Pemkab Lebak dampingi petani lokal pasok sayuran untuk dapur MBG

Batamclick.com,
Pemerintah Kabupaten Lebak, Banten, mendampingi petani di sentra sayuran dataran tinggi untuk memasok pasar Program Makan Bergizi Gratis (MBG) sekaligus meningkatkan pendapatan petani melalui penguatan pasokan pangan lokal.

“Kami mendampingi petani lokal dapat memenuhi permintaan sayuran dataran tinggi untuk kebutuhan dapur Satuan Pelayanan Pemenuhan Gizi (SPPG),” kata Kepala Dinas Pertanian Kabupaten Lebak Rahmat Yuniar di Lebak, Jumat.

Ia mengatakan kebutuhan kentang, wortel, dan kubis untuk dapur SPPG di Kabupaten Lebak selama ini masih dipasok dari sejumlah daerah di Provinsi Jawa Barat.

Tingginya kebutuhan sayuran untuk mendukung operasional dapur SPPG dinilai membuka pasar baru bagi petani Lebak, sehingga pemerintah daerah mulai memfokuskan pengembangan komoditas tersebut di wilayah yang memiliki kondisi agroklimat sesuai.

Pengembangan sayuran dataran tinggi diarahkan antara lain di Kecamatan Cipanas, Lebakgedong, Cibeber, dan Sobang yang berada di kawasan kaki Taman Nasional Gunung Halimun Salak (TNGHS).

Menurut Rahmat, peningkatan produksi lokal diharapkan secara bertahap dapat mengurangi ketergantungan pasokan dari luar daerah sekaligus memperbesar nilai ekonomi yang berputar di tingkat petani Lebak.

“Kami meyakini pengembangan tanaman sayuran dataran tinggi dapat memenuhi permintaan dapur SPPG,” katanya.

Untuk memperkuat kapasitas produksi, Dinas Pertanian Kabupaten Lebak memberikan pelatihan dan pendampingan kepada kelompok petani, terutama dalam pengembangan sumber daya manusia dan teknik budi daya sayuran dataran tinggi.

Pemerintah daerah juga menyalurkan bantuan sarana produksi dan alat mesin pertanian guna mendukung peningkatan produktivitas petani.

Selain memperkuat sisi produksi, pemerintah daerah mulai menghubungkan hasil panen petani dengan Koperasi Desa Merah Putih (KDMP), SPPG, dan pasar tani agar petani memiliki akses pasar yang lebih luas serta dapat bertemu langsung dengan konsumen.

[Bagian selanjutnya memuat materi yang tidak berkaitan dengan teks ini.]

PR #593, opened 2026-06-05
fix: validate Fock cutoff for state preparations

### LINKED ISSUE #472: `SamplingSimulator` indexerror for statevector for `PostSelectPhotons`
### Environment

- **Python version**: Python 3.10.9
- **Piquasso version**: GitHub main
- **Operating system**: Ubuntu

### What is the error?

```
File ~/software/piquasso/piquasso/_simulators/fock/pure/calculations/measurements.py:50, in post_select_photons(state, instruction, shots)
     41 small_index = connector.fallback_np.arange(index.shape[0])
     43 new_state = PureFockState(
     44     d=state.d - len(postselect_modes),
     45     connector=state._connector,
     46     config=state._config,
     47 )
     49 new_state.state_vector = connector.assign(
---> 50     new_state.state_vector, small_index, state.state_vector[index]
     51 )
     53 return Result(state=new_state)

File ~/software/piquasso/piquasso/_simulators/sampling/state.py:153, in SamplingState.state_vector(self)
    147     index_range = fallback_np.arange(starting_index, ending_index)
    149     print(state_vector, index_range)
    150     state_vector = connector.assign(
    151         state_vector,
    152         index_range,
--> 153         state_vector[index_range] + coefficient * partial_state_vector,
    154     )
    156 return state_vector

IndexError: index 84 is out of bounds for axis 0 with size 84
```

The underlying `state_vector` and `index_range` objects look as follows right before the error:
```
[0.+0.j 0.+0.j 0.+0.j 0.+0.j 0.+0.j 0.+0.j 0.+0.j 0.+0.j 0.+0.j 0.+0.j
 0.+0.j 0.+0.j 0.+0.j 0.+0.j 0.+0.j 0.+0.j 0.+0.j 0.+0.j 0.+0.j 0.+0.j
 0.+0.j 0.+0.j 0.+0.j 0.+0.j 0.+0.j 0.+0.j 0.+0.j 0.+0.j 0.+0.j 0.+0.j
 0.+0.j 0.+0.j 0.+0.j 0.+0.j 0.+0.j 0.+0.j 0.+0.j 0.+0.j 0.+0.j 0.+0.j
 0.+0.j 0.+0.j 0.+0.j 0.+0.j 0.+0.j 0.+0.j 0.+0.j 0.+0.j 0.+0.j 0.+0.j
 0.+0.j 0.+0.j 0.+0.j 0.+0.j 0.+0.j 0.+0.j 0.+0.j 0.+0.j 0.+0.j 0.+0.j
 0.+0.j 0.+0.j 0.+0.j 0.+0.j 0.+0.j 0.+0.j 0.+0.j 0.+0.j 0.+0.j 0.+0.j
 0.+0.j 0.+0.j 0.+0.j 0.+0.j 0.+0.j 0.+0.j 0.+0.j 0.+0.j 0.+0.j 0.+0.j
 0.+0.j 0.+0.j 0.+0.j 0.+0.j] [ 84  85  86  87  88  89  90  91  92  93  94  95  96  97  98  99 100 101
 102 103 104 105 106 107 108 109 110 111 112 113 114 115 116 117 118 119
 120 121 122 123 124 125 126 127 128 129 130 131 132 133 134 135 136 137
 138 139 140 141 142 143 144 145 146 147 148 149 150 151 152 153 154 155
 156 157 158 159 160 161 162 163 164 165 166 167 168 169 170 171 172 173
 174 175 176 177 178 179 180 181 182 183 184 185 186 187 188 189 190 191
 192 193 194 195 196 197 198 199 200 201 202 203 204 205 206 207 208 209]
```

Attempting to post-select photons raises on `SamplingSimulator`:
```py
import numpy as np
import piquasso as pq

d = 6
with pq.Program() as program:
    pq.Q() | pq.StateVector([0, 1, 0, 1, 1, 1])
    pq.Q(all) | pq.PostSelectPhotons(
        postselect_modes=[4, 5],
        photon_counts=[1, 1],
    )

sim = pq.SamplingSimulator(d=d)

result = sim.execute(program, shots=100)
```

### What should happen?

No error

khopade-works:
## Summary
- Validate cutoff during `SamplingSimulator` `StateVector` and `PostSelectPhotons` simulation steps, replacing cryptic `IndexError`s with descriptive `InvalidState` errors.
- Add cutoff validation for `FockSimulator` `DensityMatrix` ket/bra preparation and `PureFockSimulator` `PostSelectPhotons`.
- Extend shared validation helpers with actionable hints to increase cutoff via `pq.Config(cutoff=...)`.
- Document cutoff usage in the `SamplingSimulator` docstring.

## Test plan
- [x] `pytest tests/_math/test_validations.py tests/_simulators/sampling/test_preparations.py tests/_simulators/sampling/test_measurements.py tests/_simulators/fock/general/test_preparations.py tests/_simulators/fock/pure/test_preparations.py tests/_simulators/fock/pure/test_measurements.py::test_PostSelectPhotons_raises_InvalidState_when_postselection_exceeds_cutoff`
- [x] Manual check: issue #472 reproduction raises `InvalidState` on `execute()` with `pq.Config(cutoff=5)` hint
- [x] Manual check: valid program with `cutoff=5` executes successfully

### DIFF
--- a/piquasso/_math/validations.py
+++ b/piquasso/_math/validations.py
@@ -13,11 +13,18 @@
 # See the License for the specific language governing permissions and
 # limitations under the License.
 
-from typing import Iterable, Union, Tuple
+from typing import Iterable, Union, Tuple, Sequence
 
 import numpy as np
 
 from piquasso.api.exceptions import InvalidState
+
+
+def _cutoff_increase_hint(required_cutoff: int) -> str:
+    return (
+        f" Consider increasing the cutoff via "
+        f"`pq.Config(cutoff={required_cutoff})` when creating the simulator."
+    )
 
 
 def is_natural(number: Union[int, float]) -> bool:
@@ -70,7 +77,7 @@ def validate_occupation_numbers(
             ``d`` or if the total particle number requires a larger cutoff.
     """
 
-    original_occupation_numbers = tuple(occupation_numbers)
+    original_occupation_numbers = tuple(int(number) for number in occupation_numbers)
     occupation_numbers = np.array(original_occupation_numbers)
 
     if len(occupation_numbers) != d:
@@ -89,7 +96,65 @@ def validate_occupation_numbers(
             f"The occupation numbers '{original_occupation_numbers}' require "
             f"a cutoff of at least '{required_cutoff}', but the provided cutoff is "
             f"'{cutoff}'."
+            f"{_cutoff_increase_hint(required_cutoff)}"
         )
         if context:
             message += context
         raise InvalidState(message)
+
+
+def validate_postselection_cutoff(
+    cutoff: int,
+    photon_counts: Sequence[int],
+    occupation_numbers: Iterable[Sequence[int]],
+    *,
+    context: str = "",
+) -> None:
+    """Validate that postselection leaves enough Fock-space truncation.
+
+    After post-selecting ``photon_counts``, the effective cutoff becomes
+    ``cutoff - sum(photon_counts)``. Each prepared occupation number must
+    have fewer photons on the remaining modes than this effective cutoff.
+
+    Args:
+        cutoff: The current Fock-space cutoff before postselection.
+        photon_counts: The photon numbers being postselected.
+        occupation_numbers: Prepared occupation numbers on all modes.
+        context: Optional message appended to raised errors.
+
+    Raises:
+        InvalidState: If postselection would leave an invalid cutoff or if any
+            prepared state would exceed the truncated Fock space afterwards.
+    """
+    postselected_photons = int(np.sum(photon_counts))
+    remaining_cutoff = cutoff - postselected_photons
+
+    if remaining_cutoff <= 0:
+        required_cutoff = postselected_photons + 1
+        message = (
+            f"Post-selecting {postselected_photons} photon(s) on "
+            f"{photon_counts} requires a cutoff of at least "
+            f"'{required_cutoff}', but the provided cutoff is '{cutoff}'."
+            f"{_cutoff_increase_hint(required_cutoff)}"
+        )
+        if context:
+            message += context
+        raise InvalidState(message)
+
+    for original_occupation_numbers in occupation_numbers:
+        occupation_numbers_tuple = tuple(int(number) for number in original_occupation_numbers)
+        total_photons = int(np.sum(occupation_numbers_tuple))
+        remaining_photons = total_photons - postselected_photons
+
+        if remaining_photons >= remaining_cutoff:
+            required_cutoff = total_photons + 1
+            message = (
+                f"After post-selecting {postselected_photons} photon(s) on "
+                f"{photon_counts}, the remaining occupation numbers "
+                f"'{occupation_numbers_tuple}' require a cutoff of at least "
+                f"'{required_cutoff}', but the provided cutoff is '{cutoff}'."
+                f"{_cutoff_increase_hint(required_cutoff)}"
+            )
+            if context:
+                message += context
+            raise InvalidState(message)
--- a/piquasso/_math/validations.py
+++ b/piquasso/_math/validations.py
@@ -20,13 +20,6 @@ import numpy as np
 from piquasso.api.exceptions import InvalidState
 
 
-def _cutoff_increase_hint(required_cutoff: int) -> str:
-    return (
-        f" Consider increasing the cutoff via "
-        f"`pq.Config(cutoff={required_cutoff})` when creating the simulator."
-    )
-
-
 def is_natural(number: Union[int, float]) -> bool:
     return bool(np.isclose(number % 1, 0.0) and round(number) >= 0)
 
@@ -95,8 +88,8 @@ def validate_occupation_numbers(
         message = (
             f"The occupation numbers '{original_occupation_numbers}' require "
             f"a cutoff of at least '{required_cutoff}', but the provided cutoff is "
-            f"'{cutoff}'."
-            f"{_cutoff_increase_hint(required_cutoff)}"
+            f"'{cutoff}'. Consider increasing the cutoff via "
+            f"`pq.Config(cutoff={required_cutoff})` when creating the simulator."
         )
         if context:
             message += context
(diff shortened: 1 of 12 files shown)


khopade-works:
@antalszava Let me know your thoughts on this, thanks

tests/_simulators/sampling/test_measurements.py
```diff
@@ -282,7 +282,7 @@ def test_boson_sampling_seeded():
 
         pq.Q(all) | pq.ParticleNumberMeasurement()
 
-    simulator = pq.SamplingSimulator(d=5, config=pq.Config(seed_sequence=seed_sequence))
+    simulator = pq.SamplingSimulator(d=5, config=pq.Config(cutoff=6, seed_sequence=seed_sequence))
```
Kolarovszki: Why do we need to modify these tests? Is it breaking the public API?

tests/_simulators/fock/general/test_preparations.py
```diff
@@ -94,6 +94,40 @@ def test_overflow_with_zero_norm_raises_InvalidState_when_normalized():
...
+
+    simulator = pq.FockSimulator(d=6, config=pq.Config(cutoff=4, validate=True))
+
+    with pytest.raises(pq.api.exceptions.InvalidState) as error:
+        simulator.execute(program)
+
+    message = error.value.args[0]
+    assert "require a cutoff of at least '5'" in message
+    assert "preparing the bra component of a DensityMatrix" in message
+    assert "pq.Config(cutoff=5)" in message
```
Kolarovszki: It would be better to test the whole message in this test IMHO. Now, it is unclear what is the full text message.

tests/_math/test_validations.py
```diff
@@ -42,3 +50,36 @@ def test_all_natural_positive_case():
 
 def test_all_natural_negative_case():
     assert not all_natural([1, 1.0, 0.0, -2.0])
+
+
+def test_validate_occupation_numbers_includes_cutoff_hint():
```
Kolarovszki: Perhaps it is not crucial to include tests here. It would be better to test these through the public API.

piquasso/_math/validations.py
```diff
@@ -89,7 +96,65 @@ def validate_occupation_numbers(
...
+        remaining_photons = total_photons - postselected_photons
+
+        if remaining_photons >= remaining_cutoff:
+            required_cutoff = total_photons + 1
+            message = (
+                f"After post-selecting {postselected_photons} photon(s) on "
+                f"{photon_counts}, the remaining occupation numbers "
+                f"'{occupation_numbers_tuple}' require a cutoff of at least "
+                f"'{required_cutoff}', but the provided cutoff is '{cutoff}'."
+                f"{_cutoff_increase_hint(required_cutoff)}"
```
Kolarovszki: I think `_cutoff_increase_hint` is not needed: in error messages, I think it is better to repeat ourselves for clarity, and to avoid any nontrivial logic for compiling the error message.

Kolarovszki (changes requested):
Overall, it looks good, I just have a few suggestions.

tests/_simulators/sampling/test_measurements.py
khopade-works: Not a signature/API change the public interface is unchanged.

What changed is runtime behavior: cutoff is now validated at the StateVector simulation step (per #472). Tests like StateVector([2, 1, 1, 0, 1]) with default cutoff=4 used to run for sampling even though 5 photons exceed the Fock cutoff, and could later fail with a cryptic IndexError.

With validation, those programs correctly raise InvalidState unless cutoff >= total_photons + 1. The test updates add explicit cutoffs (e.g. cutoff=6 for 5-photon states) so they still test sampling with valid configurations.

tests/_simulators/fock/general/test_preparations.py
khopade-works: Agreed updated both DensityMatrix ket and bra tests to assert the full error.value.args[0] string, so the expected message is explicit in the test.

tests/_math/test_validations.py
khopade-works: Makes sense  removed the validate_occupation_numbers / validate_postselection_cutoff unit tests from test_validations.py. Coverage now comes from the public API tests

piquasso/_math/validations.py
khopade-works: Done removed _cutoff_increase_hint and inlined the hint text directly in each error message in validate_occupation_numbers and validate_postselection_cutoff

khopade-works:
@Kolarovszki You can review once have done the changes and let me know if any more changes are needed

tests/_simulators/sampling/test_measurements.py
Kolarovszki: Oh, sorry, I completely forgot about this! This is indeed a breaking change, because now the user has to explicitly specify the cutoff in some cases where it was not necessary before. But now I remember that this why this issue hasn't been resolved for a year now. The following might be a bit hard to follow:

A year ago, the issue came up when using `PostSelectPhotons`: the calculation at some point transition to a Fock representation (for which a cutoff is needed), and the cutoff from the config is used of course. The problem with this is that when this cutoff does not match the cutoff which would be inferr
ed from the `SamplingState` itself (through `_occupation_numbers` and `_postselections` if I'm not mistaken). So it is a cutoff discrepancy issue, which
 resulted in an `IndexError` sometimes.

One **can** resolve this by validating `StateVector` and its friends against the cutoff specified in the config. In this case, the cutoff will be the sa
me everywhere, and there is no discrepancy, but now the user is basically forced to set the value of the cutoff. `PostSelectPhotons` does not transition
 into the Fock representation anymore, but there are still computations that do that, e.g., `ImperfectPostSelectPhotons`, `SamplingState.state_vector`,
`SamplingState.fock_probabilities`, and so on.

Specifying the cutoff can be tiresome for the user, as it could be easily resolved from the `SamplingState` or even the program itself. Note that this is not the case for, e.g., `GaussianSimulator` where the cutoff is used for computing the truncated density matrix, and there is no natural choice for this here.

We can lighten the burden on the users by inferring the cutoff in these cases, **except** when it is explicitly specified by the user, in which case we should use the one provided and raise errors when something doesn't add up. This might involve a small API change in `Config`, but this is barely noticeable IMHO.

I am extremely sorry for going in circles. The issue description did not detail this correctly.

Kolarovszki (changes requested):

Kolarovszki:
Hi @khopade-works ! Are you still working on this?

khopade-works:
Thanks for the feedback @Kolarovszki  I've reworked this to follow the inference approach you described (and aligned with #602), rather than validating against the default cutoff at StateVector prep.

**What changed:**
- `pq.Config(cutoff=None)` is now the default: cutoff is inferred from prepared occupation numbers and postselection when the user does *not* pass `cutoff` explicitly. `pq.Config(cutoff=4)` is still treated as an explicit choice (`_cutoff_was_explicit`).
- `SamplingSimulator` infers cutoff in `StateVector`, `Create`, and `PostSelectPhotons` (`cutoff = max(cutoff, total_photons + 1)`).
- When cutoff *is* explicit and too small, we still raise `InvalidState` with a clear message pointing to `pq.Config(cutoff=...)`.
- **#472:** `StateVector([0,1,0,1,1,1])` + `PostSelectPhotons` now infers cutoff (5 → 3 after postselection) so `state_vector` works without `IndexError`. Explicit `cutoff=4` still fails with a descriptive error.
- Reverted the `test_measurements.py` cutoff bumps — inference handles those cases again.
- PureFock `PostSelectPhotons` validation no longer inspects `state_vector` (that broke JAX gradients); it only checks postselection vs cutoff directly.

Kolarovszki:
@khopade-works The other PR got already approved. Isn't this the same as the other PR? I mean, the function `_validate_or_infer_cutoff` is exactly the same, right?

Kolarovszki:
I have to close this as the other PR got accepted earlier.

Skema tersebut diharapkan membentuk rantai pasok pangan lokal yang lebih pendek, sehingga hasil pertanian dapat terserap pasar sekaligus memberikan nilai ekonomi lebih besar kepada petani.

Rahmat juga mengapresiasi dukungan PT Kereta Api Indonesia yang menyediakan layanan gerbong khusus bagi petani untuk membantu distribusi hasil pertanian menuju pasar di luar daerah, seperti Serang, Tangerang, dan Jakarta.

“Kami juga mengapresiasi PT KAI yang menyediakan gerbong khusus petani untuk memudahkan distribusi hasil pertanian ke pasar luar daerah,” katanya.

Sementara itu, petani di Kecamatan Cibeber mulai mengembangkan komoditas sayuran dataran tinggi, terutama kentang dan wortel.

Mulyadi, petani di Kecamatan Cibeber, mengatakan hasil panen pada tahun lalu masih terbatas untuk memenuhi kebutuhan masyarakat setempat dan belum mampu dipasarkan secara luas ke luar daerah.

Namun, perluasan areal tanam yang kini mencapai puluhan hektare memberikan peluang bagi petani untuk meningkatkan produksi dan masuk ke rantai pasok kebutuhan dapur SPPG.

“Kami berharap panen tanaman sayuran dataran tinggi bisa memenuhi permintaan SPPG hingga pasar luar daerah,” kata Mulyadi.